The central bank's rate movements are exacting a high toll
As of the week ending October 28, around 47% of Canadians indicated a belief that their financial situations have worsened over the past year, according to the latest poll conducted by Nanos Research for Bloomberg.
This was the highest reading for this metric so far, ever since Nanos began its surveys in 2008. Nanos said that this share exceeded even the levels seen during the height of the pandemic and the global financial crisis. Just a little over 13% of respondents said that their finances have improved.
Consumers’ financial sentiment weakened for the ninth straight week, with the Bloomberg Nanos Canadian Confidence Index settling at 42.1. Nanos said that this was its lowest level so far, not counting the most recent economic crises.
More than six in 10 Canadians (64%) said that they are bracing for a weaker economy within the next half-year, while only 9% are anticipating an improvement. Fully 40% of Canadians are expecting home prices to fall over the next six months.
Read more: Could rising interest rates crash Canada’s housing market?
These were similar to the results of a recent survey by MNP LTD, which found 59% of Canadians expressing anxiety about the financial impact of the current rate-hike environment.
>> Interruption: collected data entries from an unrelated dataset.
PR #494, opened 2022-05-18
Use heartbeat to log users out even if tab is closed

### LINKED ISSUE #485: Session expiration does not seem to work as expected
@jimklo could you provide steps to reproduce

zachmullen:
Fixes #485.

### DIFF
--- a/client/src/main.ts
+++ b/client/src/main.ts
@@ -20,7 +20,8 @@ import vMousetrap from './vue-utilities/v-mousetrap';
 import snackbarService from './vue-utilities/snackbar-service';
 import promptService from './vue-utilities/prompt-service';
 
-import djangoRest from './django';
+import djangoRest, { oauthClient } from './django';
+import { setupHeartbeat } from './heartbeat';
 
 Vue.use(Vuetify);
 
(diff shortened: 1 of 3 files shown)


client/src/main.ts
```diff
@@ -44,21 +45,24 @@ Sentry.init({
   dsn: process.env.VUE_APP_SENTRY_DSN,
 });
 
-djangoRest.restoreLogin(store).then(async () => {
+(async () => {
+  // If user closes the tab, we want them to be logged out if they return to the page
```
annehaley, line 49: This is only the case if they have the tab closed for at most ten minutes, right? Is it desired that their token is immediately invalidated once they close the tab?

zachmullen: I wanted to make this strictly less than the server-side auth duration (which is 30 minutes). Note that this code only invalidates the _oauth_ token, not the server-side login credentials. So if they return to the tab and their server-side token is still in the valid 30-minute window, they will go through the redirect loop to reacquire a new oauth token, but won't have to actually log in. To the user, it will just appear to take slightly longer to load the page after that 10 minutes but before 30.

annehaley: Ok, that makes sense. Thanks for explaining.

annehaley (approved):

PR #497, opened 2022-05-18
Neurology toggle

### LINKED ISSUE #279: Add Project setting to toggle between neurology and radiology orientations
Currently, the definition of view orientations are hard-coded in the frontend as the expected axis orientations for neurology, so radiology scans appear flipped. We should add a toggle to the Project settings that can tell the `VtkViewer` which orientations to use.

annehaley:
Resolves #279 
@curtislisle could you confirm that the RAS specification in `constants.js` is correct?


miqa/core/models/project.py
```diff
@@ -39,6 +39,13 @@ class Project(TimeStampedModel, models.Model):
     archived = models.BooleanField(default=False)
     import_path = models.CharField(max_length=500, blank=True)
     export_path = models.CharField(max_length=500, blank=True)
+    neurology_orientation = models.BooleanField(
```
zachmullen: Change to `CharField` with `TextChoices` that directly indicate the anatomical orientation.

zachmullen (changes requested):

miqa/core/models/project.py
annehaley: Changed in [9ebda65](https://github.com/OpenImaging/miqa/pull/497/commits/9ebda653a0f3119795945f8e5e62c633878bd74f)

client/src/vtk/viewManager.js
```diff
@@ -61,7 +61,7 @@ function getView(proxyManager, viewType) {
       .forEach((s) => proxyManager.getRepresentation(s, view));
 
     // Update orientation
-    const { axis, orientation, viewUp } = VIEW_ORIENTATIONS[name];
+    const { axis, orientation, viewUp } = VIEW_ORIENTATIONS.LPS[name];
```
zachmullen, line 67: Why is this hardcoded as LPS?

miqa/core/models/project.py
```diff
@@ -39,6 +39,11 @@ class Project(TimeStampedModel, models.Model):
     archived = models.BooleanField(default=False)
     import_path = models.CharField(max_length=500, blank=True)
     export_path = models.CharField(max_length=500, blank=True)
+    anatomy_orientation = models.CharField(
+        choices=[('LPS', 'LPS'), ('RAS', 'RAS')],
```
zachmullen: Let's use `TextChoices` for this: https://docs.djangoproject.com/en/4.0/ref/models/fields/#enumeration-types

client/src/components/ProjectSettings.vue
```diff
@@ -53,12 +55,15 @@ export default defineComponent({
           await djangoRest.setGlobalSettings({
             import_path: importPath.value.trim(),
             export_path: exportPath.value.trim(),
+            anatomy_orientation: undefined,
```
zachmullen: Since the server-side logic is expecting this key not to be set, I think the more straightforward expression of that is to just omit it here.
```suggestion
```

The "right" thing to do for this request would be to support a partial update of this object via an HTTP PATCH, but that's out of scope here, and not really that important in this context.

zachmullen (changes requested):

client/src/vtk/viewManager.js
annehaley: This is simply in the constructor as a default so that we can create the view objects in the store upon initial load (before `currentProject` is guaranteed to be defined). Once the scans are loaded in (at which point `currentProject` IS guaranteed to be defined), the `VtkViewer` initializes its camera referencing the project's chosen orientation.

miqa/core/models/project.py
annehaley: Changed in [ba51aeb](https://github.com/OpenImaging/miqa/pull/497/commits/ba51aeb17481047426c09c5a11c71f487536c2e1)

client/src/components/ProjectSettings.vue
annehaley: Changed in [463db2b](https://github.com/OpenImaging/miqa/pull/497/commits/463db2b8c82c4e83c5e6dc928baec4287c22e3b6)

client/src/vtk/viewManager.js
zachmullen: Ok, could we write that in a comment here?

annehaley: Yep! Added in [1985f0a](https://github.com/OpenImaging/miqa/pull/497/commits/1985f0ae6afdd76cdd260c1eacdd1709c77393fc)

zachmullen (approved):

PR #514, opened 2022-06-01
Pre release fixes

annehaley:


miqa/core/rest/project.py
```diff
@@ -56,13 +56,23 @@ def get_default_email_recipients(self, obj):
...
-        fields = ['total_experiments', 'total_scans', 'my_project_role', 'scan_states']
+        fields = [
+            'total_experiments',
+            'total_scans',
+            'my_project_role',
+            'scan_states',
+            'project_id',
+        ]
 
+    project_id = serializers.SerializerMethodField('get_project_id')
```
zachmullen:
```suggestion
    project_id = serializers.UUIDField(source='id')
```

Then you can get rid of the method below.

miqa/core/tests/test_import.py
```diff
@@ -34,7 +34,7 @@ def test_import_empty_csv(tmp_path, user, project_factory, user_api_client):
 def test_import_csv(tmp_path, user, project_factory, sample_scans, user_api_client):
     csv_file = str(tmp_path / 'import.csv')
     with open(csv_file, 'w') as fd:
-        output, _writer = generate_import_csv([sample_scans[0]])
+        output, _writer = generate_import_csv([scan for scan in sample_scans if 'ucsd' in scan[0]])
```
zachmullen, line 37: Why the conditional here? Shouldn't this test always have the same value?

zachmullen (changes requested):

miqa/core/tests/test_import.py
annehaley: After we added the logic in the import method that checks whether the value in the project name column matches the project for which you are performing the import, this test became non-deterministic. The `sample_scans` fixture reutrns the scans in our `samples` directory. Most often, that would result in the ucsd scan followed by the ohsu scan. I had tried to make these tests pass an import for a project called "ucsd" by only using the first element in the `sample_scans` fixture. But sometimes the tests would receive `sample_scans` as the ohsu scan followed by the ucsd scan (and thus the test would fail because the first scan would be labelled for ohsu instead of ucsd). I needed to make this deterministic, so instead of using the _first element_ in `sample_scans`, I filter for _any elements that match the project name_ for which I will be performing the import.

zachmullen: I see, thanks for the explanation.

zachmullen (approved):

PR #533, opened 2022-07-01
Python client

annehaley:
This client implements the classes/methods planned here: https://docs.google.com/document/d/1hdwDVFfU5yGSEV_BHjUSxrH0XyQjkkO2qxEcAtQAh34/edit?usp=sharing

I'm planning on adding examples of usage in another PR. This one is focused on the design of these classes.

I'm not sure why the Cloudflare build step is consistently failing...


python_client/MIQA.py
```diff
@@ -0,0 +1,130 @@
+from getpass import getpass
+import requests
+from s3_file_field_client import S3FileFieldClient
+
+
+from project import Project
```
zachmullen:
```suggestion
from .project import Project
```

python_client/decision.py
```diff
@@ -0,0 +1,32 @@
+class ScanDecision:
```
zachmullen: Let's make these objects `dataclass`es: https://docs.python.org/3/library/dataclasses.html

python_client/MIQA.py
```diff
@@ -0,0 +1,130 @@
...
+            POST=True,
+            body={
+                'name': name,
+            },
+        )
+        new_project = Project(**dict(response, MIQA=self))
+        self.projects.append(new_project)
+        return new_project
+
+    def list_all_objects(self, indent=0):
```
zachmullen: If we want to keep these, let's change the names from `list_` to `print_`

python_client/experiment.py
```diff
@@ -0,0 +1,86 @@
...
+        self.note = note
+
+    def get_scan_by_id(self, id: str):
+        if self.scans:
+            matches = [scan for scan in self.scans if scan.id == id]
+            if len(matches) == 1:
+                return matches[0]
+        try:
+            response = self.project.MIQA.make_request(f"scans/{id}", GET=True)
+        except Exception:
```
zachmullen: `except Exception` is usually a bad practice -- let's narrow the scope of this catch type to only catch the exact type of known failure modes for which we'd want to return `None`. In this case, it would be an HTTP 404.

zachmullen (changes requested):

python_client/MIQA.py
annehaley: If I use relative imports here, I get `ImportError: attempted relative import with no known parent package`

zachmullen: Ah, yes, we'll want to make the python client a proper package. Add an `__init__.py` to do so.

We should also consider making it a publishable package by moving the code down into its own directory and adding a `setup.py` so that it can be `pip` installable.

python_client/experiment.py
annehaley: Changed in [1f9bf57](https://github.com/OpenImaging/miqa/pull/533/commits/1f9bf5786fe0af1bc19bed1b7d0128275ee56144)

python_client/MIQA.py
annehaley: Changed in [413dfdb](https://github.com/OpenImaging/miqa/pull/533/commits/413dfdbe699db290e369f3d8f44bfdd58b8378e6)

python_client/decision.py
annehaley: Changed in [9ad531d](https://github.com/OpenImaging/miqa/pull/533/commits/9ad531d60498d42b7330a3cfc5384f7d12aa6b9f)

python_client/MIQA.py
annehaley: Changed in [71e76c3](https://github.com/OpenImaging/miqa/pull/533/commits/71e76c37163f0c4c61a3a9aead7a4496f89558de). Do you know why the Cloudflare build keeps failing?

python_client/setup.py
```diff
@@ -0,0 +1,40 @@
...
+        "asgiref",
+        "certifi",
+        "Django>3.2,<4.0",
+        "django-s3-file-field-client==0.3.0",
+        "djangorestframework>3",
+        "idna",
+        "pytz",
+        "requests",
+        "sqlparse",
+        "urllib3",
```
zachmullen: Reduce this to just the (unpinned) set of libraries that we directly depend on, which looks like just `requests` and `django-s3-file-field`.

python_client/src/experiment.py
```diff
@@ -0,0 +1,101 @@
...
+            if len(matches) == 1:
+                return matches[0]
+        api_path = f"scans/{id}"
+        response = requests.get(
+            f"{self.project.MIQA.url}/{api_path}",
+            headers=self.project.MIQA.headers,
+        )
+        try:
+            response.raise_for_status()
+        except requests.exceptions.HTTPError:
```
zachmullen: Rather than `try / except` you can check `response.ok`

Also check the status code in this specific case, since we only want to return `None` if it's HTTP 404.

python_client/src/experiment.py
```diff
@@ -0,0 +1,101 @@
...
+            f"{self.project.MIQA.url}/{api_path}",
+            headers=self.project.MIQA.headers,
+            json={
+                'note': note,
+            },
+        )
+        try:
+            response.raise_for_status()
+        except requests.exceptions.HTTPError:
+            raise MIQAAPIError(f'Request failed: {response.json()}')
```
zachmullen: Let's not wrap RequestExceptions, just raise them.

annehaley: Changed in [bd731b1](https://github.com/OpenImaging/miqa/pull/533/commits/bd731b13a808d215e55f72dcf4911101d5c6d6d6)

python_client/src/experiment.py
annehaley: Changed in [bd731b1](https://github.com/OpenImaging/miqa/pull/533/commits/bd731b13a808d215e55f72dcf4911101d5c6d6d6)

python_client/setup.py
annehaley: Changed in [426a913](https://github.com/OpenImaging/miqa/pull/533/commits/426a9131d375705a0b135b63df6920d1a73bcf76)

zachmullen (approved):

This level was also the highest point on record since MNP began tracking in 2017.
“After the repeated interest rate hikes this year, it is understandable that Canadians are more concerned than ever about what the impact will be on their finances,” said Grant Bazian, president of MNP LTD.
“Our findings show that renters and lower-income households are more financially vulnerable to the impacts of rising interest rates and the cost-of-living. These groups will need to be particularly cautious with their spending in the coming months to keep themselves out of financial trouble.”